Abstract

To emulate the interactivity of in-person math instruction, we developed MathBot, a rule-based chatbot that explains math concepts, provides practice questions, and offers tailored feedback. We evaluated MathBot through three Amazon Mechanical Turk studies in which participants learned about arithmetic sequences. In the first study, we found that more than 40% of our participants indicated a preference for learning with MathBot over videos and written tutorials from Khan Academy. The second study measured learning gains, and found that MathBot produced comparable gains to Khan Academy videos and tutorials. We solicited feedback from users in those two studies to emulate a real-world development cycle, with some users finding the lesson too slow and others finding it too fast.
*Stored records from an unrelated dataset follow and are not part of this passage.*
PR #1863, opened 2025-07-18
Add a configuration macro to disable defining new macro

notable-equivalent:
If the macro `CPPUTEST_DISABLE_NEW_KEYWORD_MACRO` is defined, do not define `new` as a macro.

In most cases it is useful to have the memory leak detector plugin enabled. However in some cases the `new` macro causes issues with standard library/other headers (mainly things that use placement-new). The suggested workarounds for including standard library headers before the `MemoryLeakDetectorNewMacros.h` file are not always feasible, since other headers can include standard library headers and the memory leaker detector header, and making sure we've imported every problematic header beforehand can be a burden (and difficult to maintain in the face of multiple compiler versions being used).

Other solutions considered:
* Just don't include `MemoryLeakDetectorNewMacros.h`
  * It is automatically included by certain files like `GTest.h` and `TestHarness.h` (through `MemoryLeakWarningPlugin.h`)
* Globally disable detection with something like `#define CPPUTEST_USE_MEM_LEAK_DETECTION 0` or `#define CPPUTEST_MEM_LEAK_DETECTION_DISABLED`
  * These macros actually disable the `new` and `delete` operator overloads which detect memory leaks, which is not what we want; We want to still be able to detect memory leaks, even if we can't get specific file and line information since we need to disable the macro.

### DIFF
--- a/include/CppUTest/MemoryLeakDetectorNewMacros.h
+++ b/include/CppUTest/MemoryLeakDetectorNewMacros.h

We addressed these concerns in the third and main study by integrating a contextual bandit algorithm into MathBot to personalize the pace of the conversation, allowing the bandit to either insert extra practice problems or skip explanations. We randomized participants between two conditions in which actions were chosen uniformly at random (i.e., a randomized A/B experiment) or by the contextual bandit. We found that the bandit learned a similarly effective pedagogical policy to that learned by the randomized A/B experiment while incurring a lower cost of experimentation. Our findings suggest that personalized conversational agents are promising tools to complement existing online resources for math education, and that data-driven approaches such as contextual bandits are valuable tools for learning effective personalization.